*SUPPLIED MATERIAL:*
PR #9695, opened 2023-10-19
[coll] Define interface for bridging.

trivialfis:
* Define the basic interface that will shared by nccl, federated and native.


trivialfis:
cc @rongou .

rongou (approved):

PR #9698, opened 2023-10-22
[jvm-packages] Remove hard dependency on libjvm

### LINKED ISSUE #9697: [jvm-packages] Replace JNI with Java Native Access
**Problem**
Currently, XGBoost4J uses Java Native Interface (JNI) to call the native code in `libxgboost4j.so`. JNI has served our needs so far, but its use causes a tight coupling with the particular JDK that XGBoost4J was built with.

For example, when building XGBoost4J on Mac mini M1, I used Azul JDK 8 (*):
```
$ export JAVA_HOME=/Library/Java/JavaVirtualMachines/zulu-8.jdk/Contents/Home/
$ mkdir build
$ cd build
$ cmake .. -GNinja -DJVM_BINDINGS=ON -DUSE_OPENMP=OFF
```
This leads to a binary that has a hard dependency on `libjvm.dylib`:
```
$ otool -L libxgboost4j.dylib

libxgboost4j.dylib:
        @rpath/libxgboost4j.dylib (compatibility version 0.0.0, current version 0.0.0)
        @rpath/libjvm.dylib (compatibility version 1.0.0, current version 1.0.0)
        /usr/lib/libc++.1.dylib (compatibility version 1.0.0, current version 1500.65.0)
        /usr/lib/libSystem.B.dylib (compatibility version 1.0.0, current version 1319.100.3)
```

As a result, when I try to load the binary on another MacOS machine without Azul JDK 8, the import fails with an error:
```
$ java -version   # This machine has OpenJDK 21
openjdk version "21" 2023-09-19
OpenJDK Runtime Environment Homebrew (build 21)
$ python -c "import ctypes; ctypes.cdll.LoadLibrary('./libxgboost4j.dylib')"
  File "<string>", line 1, in <module>
  File "/Users/phcho/mambaforge/lib/python3.10/ctypes/__init__.py", line 452, in LoadLibrary
    return self._dlltype(name)
  File "/Users/phcho/mambaforge/lib/python3.10/ctypes/__init__.py", line 374, in __init__
    self._handle = _dlopen(self._name, mode)
OSError: dlopen(./libxgboost4j.dylib, 0x0006): Library not loaded: @rpath/libjvm.dylib
Reason: tried: '/Library/Java/JavaVirtualMachines/zulu-8.jdk/Contents/Home/jre/lib/server/libjvm.dylib' (no such file)  ...
```
The error message suggests a tight coupling of XGBoost4J with a particular JDK. **The coupling makes it difficult for us to distribute pre-built binaries targeting the MacOS Apple Silicon platform.** Users may have installed Azul JDK 8 (whose support is due to end in 2026), OpenJDK 11, or OpenJDK 21 (the latest version).

**Proposal**. Replace JNI with [Java Native Access (JNA)](https://github.com/java-native-access/jna). JNA works like `ctypes` in Python, so we would be able to call functions directly from `libxgboost.so`. JNA is used by many java software such as IntelliJ IDEA, and it is tested with multiple versions of JDK and platforms. The removal of JNI stub code will also reduce the boilerplate in the code base.

**Alternatives**. We can tell users to install a particular JDK as we have done so far. So for example, users of MacOS Apple Silicon will be asked to install Azul JDK 8.

@trivialfis  @wbo4958 @WeichenXu123 @Craigacp @drnguyen @terrytangyuan Your feedback will be highly appreciated.

(*) OpenJDK 8 supports Intel only and is not available for Apple Silicon.

hcho3:
Closes #9697

Follow the footstep of https://github.com/microsoft/onnxruntime/pull/2873 to remove the hard link dependency on libjvm. The JVM process will load the correct sets of libraries prior to loading libxgboost4j, so we don't need to explicitly link Java libraries again.

With this fix, XGBoost4J will no longer be tightly coupled with any particular JDK.

Before:
```
$ otool -L libxgboost4j.dylib
libxgboost4j.dylib:
        @rpath/libxgboost4j.dylib (compatibility version 0.0.0, current version 0.0.0)
        /opt/homebrew/opt/openjdk/libexec/openjdk.jdk/Contents/Home/lib/server/libjvm.dylib (compatibility version 1.0.0, current version 1.0.0)
        /usr/lib/libc++.1.dylib (compatibility version 1.0.0, current version 1500.65.0)
        /usr/lib/libSystem.B.dylib (compatibility version 1.0.0, current version 1319.100.3)
```

After:
```
$ otool -L libxgboost4j.dylib
libxgboost4j.dylib:
        @rpath/libxgboost4j.dylib (compatibility version 0.0.0, current version 0.0.0)
        /usr/lib/libc++.1.dylib (compatibility version 1.0.0, current version 1500.65.0)
        /usr/lib/libSystem.B.dylib (compatibility version 1.0.0, current version 1319.100.3)
```

### DIFF
--- a/jvm-packages/CMakeLists.txt
+++ b/jvm-packages/CMakeLists.txt
@@ -25,4 +25,3 @@ target_include_directories(xgboost4j
   ${PROJECT_SOURCE_DIR}/rabit/include)
 
 set_output_directory(xgboost4j ${PROJECT_SOURCE_DIR}/lib)
-target_link_libraries(xgboost4j PRIVATE ${JAVA_JVM_LIBRARY})


terrytangyuan (approved):
LGTM!

PR #9702, opened 2023-10-23
Serialize expand entry for allgather.

trivialfis:


trivialfis:
cc @rongou

rongou (commented):
Overall looks good, but aren't you worried about the size blowup with JSON? Especially with federated learning when the data may need to be shipped over relatively slow internet connections.

trivialfis:
If the performance becomes a problem, we can shrink the size of the JSON object to plain binary by removing object key strings and packing everything into an array, XGB can work with binary JSON.

trivialfis:
On the other hand, I think GPU cat is ot yet supported, correct me if I'm wrong. I couldn't find the synchronization for GPU cat bits.

rongou:
> If the performance becomes a problem, we can shrink the size of the JSON object to plain binary by removing object key strings and packing everything into an array, XGB can work with binary JSON.

Fair enough.

> On the other hand, I think GPU cat is ot yet supported, correct me if I'm wrong. I couldn't find the synchronization for GPU cat bits.

I'm not sure. We do have some tests for category features, maybe they are not exhaustive enough.

rongou (approved):

PR #9724, opened 2023-10-25
[pyspark]  unify the way for determining whether  runs on the GPU.

wbo4958:
The current method of determining whether to run the training or transformation process on the GPU is based on the settings "use_gpu" or "device=cuda/gpu". However, if users simply set "tree_method=gpu_hist", XGBoost will not utilize the GPU. 

This PR aims to address this problem and includes some minor code refactoring as well.

### DIFF
--- a/python-package/xgboost/spark/core.py
+++ b/python-package/xgboost/spark/core.py
@@ -347,7 +347,7 @@ class _SparkXGBParams(
     def _validate_gpu_params(self) -> None:
         """Validate the gpu parameters and gpu configurations"""
 
-        if use_cuda(self.getOrDefault(self.device)) or self.getOrDefault(self.use_gpu):
+        if self._run_on_gpu():
             ss = _get_spark_session()
             sc = ss.sparkContext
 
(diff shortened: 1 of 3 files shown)


wbo4958:
@trivialfis could you help to review it.

python-package/xgboost/spark/core.py
```diff
@@ -473,6 +473,15 @@ def _validate_params(self) -> None:
...
         self._validate_gpu_params()
 
+    def _run_on_gpu(self) -> bool:
+        """If train or transform on the gpu according to the parameters"""
+
+        return (
+            use_cuda(self.getOrDefault(self.device))
+            or self.getOrDefault(self.use_gpu)
+            or self.getOrDefault(self.getParam("tree_method")) == "gpu_hist"
+        )
```
trivialfis, line 483: Did we support the `gpu_hist` with Pyspark in 1.7? I thought the `use_gpu` was the only way to get GPU support with PySpark even before 2.0.

wbo4958: Yes, pyspark always supports gpu_hist

wbo4958: Do you want gpu_hist is not supported in pyspark?

trivialfis (approved):

PR #9726, opened 2023-10-26
[coll] Add nccl.

trivialfis:
Different from the existing one for allgather-v, this uses ring-based custom implementation instead of rotating broadcasts. We can use a similar path for bit-wise allreduce, I will leave that as a future to-do item.

### DIFF
--- a/src/collective/coll.cu
+++ b/src/collective/coll.cu
@@ -1,0 +1,203 @@
+/**
+ * Copyright 2023, XGBoost Contributors
+ */
+#if defined(XGBOOST_USE_NCCL)
+#include <cstdint>  // for int8_t, int64_t
+
+#include "../common/cuda_context.cuh"
+#include "../common/device_helpers.cuh"
+#include "../data/array_interface.h"
+#include "allgather.h"  // for AllgatherVOffset
+#include "coll.cuh"
+#include "comm.cuh"
+#include "nccl.h"
+#include "xgboost/collective/result.h"  // for Result
+#include "xgboost/span.h"               // for Span
+
+namespace xgboost::collective {
+Coll* Coll::MakeCUDAVar() { return new NCCLColl{}; }
+
+NCCLColl::~NCCLColl() = default;
+namespace {
+Result GetNCCLResult(ncclResult_t code) {
+  if (code == ncclSuccess) {
+    return Success();
+  }
+
+  std::stringstream ss;
+  ss << "NCCL failure: " << ncclGetErrorString(code) << ".";
+  if (code == ncclUnhandledCudaError) {
+    // nccl usually preserves the last error so we can get more details.
+    auto err = cudaPeekAtLastError();
+    ss << "  CUDA error: " << thrust::system_error(err, thrust::cuda_category()).what() << "\n";
+  } else if (code == ncclSystemError) {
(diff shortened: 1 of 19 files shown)


trivialfis:
cc @rongou .

src/collective/coll.cu
```diff
@@ -0,0 +1,203 @@
...
+  auto nccl = dynamic_cast<NCCLComm const*>(&comm);
+  CHECK(nccl);
+  auto send = data.subspan(comm.Rank() * size, size);
+  return Success() << [&] {
+    return GetNCCLResult(
+        ncclAllGather(send.data(), data.data(), size, ncclInt8, nccl->Handle(), nccl->Stream()));
+  } << [&] { return nccl->Block(); };
+}
+
+[[nodiscard]] Result NCCLColl::AllgatherV(Comm const& comm, common::Span<std::int8_t const> data,
```
rongou, line 185: I think the original implementation is based on this: https://arxiv.org/abs/1812.05964. Have you looked at the performance implications?

trivialfis: Not yet, it's quite difficult to set up a benchmark for the existing one since it doesn't support thread-based multi-gpu and doesn't have a Python interface.

trivialfis: I have implemented both algorithms for both CPU and GPU. For GPU indeed the bcast is faster for small-size communication. I think I will leave both implementations here for now and defer the formal benchmark.

rongou: Yeah for GPU the memcpy can be expensive.

src/collective/coll.cu
```diff
@@ -0,0 +1,250 @@
...
+                                          common::Span<std::int64_t const> sizes,
+                                          common::Span<std::int64_t> recv_segments,
+                                          common::Span<std::int8_t> recv, AllgatherVAlgo algo) {
+  auto nccl = dynamic_cast<NCCLComm const*>(&comm);
+  CHECK(nccl);
+  // get worker offset
+  detail::AllgatherVOffset(sizes, recv_segments);
+  // copy data
```
rongou, line 226: Is this still needed for the broadcast implementation?

trivialfis: Yes, we need to copy the data from send buffer to recv buffer

src/collective/coll.cu
trivialfis: Haven't looked through nsys, are talking about memcpy inside ncclSend/Recv?

src/collective/coll.cu
rongou: The original implementation doesn't have a copy, right? I think this is only needed for the ring implementation.

trivialfis: I can try to detect the pointer range and see whether send and recv overlap, then use inplace when possible. Is this what you mean?

rongou: In the broadcast implementation, there are two separate parameters `data` and `recv`, so data is broadcast into recv, no need to copy first; while in the ring implementation there is only `recv`. I think all you need to do here is to move the memcpy under the `kRing` case.

trivialfis: Ah, got it, thank you for the explanation!

rongou (approved):

PR #9732, opened 2023-10-30
[coll] Federated comm.

trivialfis:
Implement communicator and server based on `Comm` and `Tracker`. The collective implementation will be part of the next PR.


trivialfis:
cc @rongou .

rongou (approved):

PR #9737, opened 2023-10-31
[CI] Enable gmock in gtest

hcho3:
@trivialfis You should be able to use `<gmock/gmock.h>` header now.


trivialfis (approved):
Did not expect it to be a one-liner. Thank you!

PR #9738, opened 2023-10-31
[coll] Add federated coll.

trivialfis:
- Define a new data type, the proto file is copied for now.
- Merge client and communicator into `FederatedColl`.
- Define CUDA variant.
- Migrate tests for CPU, add tests for CUDA.

The new implementation no longer uses std::string.


trivialfis:
cc @rongou .

rongou (approved):

PR #9740, opened 2023-10-31
[R] Avoid in-place modifications to inputs when plotting importances

david-cortes:
This PR addresses two issues:
* Calling `xgb.plot.importance` performs in-place modifications to the input it receives, by adding a new column `Importance`.
* It currently states that it will
> aggregate, just in case when the values were not yet summed up by feature

but this is not the case: while it aggregates, if there is a duplicated entry (Feature), the output will still have it more than once, only with the importances summed, and the plot will have two bars for the same feature.

I'm not entirely sure if this is the most correct behavior though - perhaps a better thing to do would be to not atempt to aggregate when there are duplicated features, and just plot them like they are in the input.

The first behavior (modifying the input it receives in-place) is quite bothersome however.

### DIFF
--- a/R-package/R/xgb.plot.importance.R
+++ b/R-package/R/xgb.plot.importance.R
@@ -87,7 +87,13 @@ xgb.plot.importance <- function(importance_matrix = NULL, top_n = NULL, measure 
   }
 
   # also aggregate, just in case when the values were not yet summed up by feature
-  importance_matrix <- importance_matrix[, Importance := sum(get(measure)), by = Feature]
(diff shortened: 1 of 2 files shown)


trivialfis (approved):
Thank you for removing the inplace operation. This is more in line with the R tradition of immutable variables.

> I'm not entirely sure if this is the most correct behavior though

For my preference, I would probably just raise an error saying that features should be unique. I don't have strong opinion on this, feel free to change it if it helps remove confusion.

Will merge once buildkite is green. Please let me know if there are further changes.

PR #9745, opened 2023-11-01
[coll] Improvements and fixes for tracker and allreduce.

trivialfis:
- Allow tracker to wait.
- Fix allreduce type cast
- Return args from federated tracker.


trivialfis:
cc @rongou .

rongou (approved):

PR #11174, opened 2025-01-18
[dask] Warn about the default setting of `OMP_NUM_THREADS`.

trivialfis:


trivialfis:
https://github.com/dask/distributed/blob/09855eeeea75d05182e5d48a96cd6507498b1b51/distributed/distributed.yaml#L197

trivialfis:
Will use global config instead.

*TRY IT:*
The lines to return are those with the string "features" in them; copy each from the entries above.

*OUTPUT OF THE EXERCISE:*
I'm not sure. We do have some tests for category features, maybe they are not exhaustive enough.
I'm not entirely sure if this is the most correct behavior though - perhaps a better thing to do would be to not atempt to aggregate when there are duplicated features, and just plot them like they are in the input.
For my preference, I would probably just raise an error saying that features should be unique. I don't have strong opinion on this, feel free to change it if it helps remove confusion.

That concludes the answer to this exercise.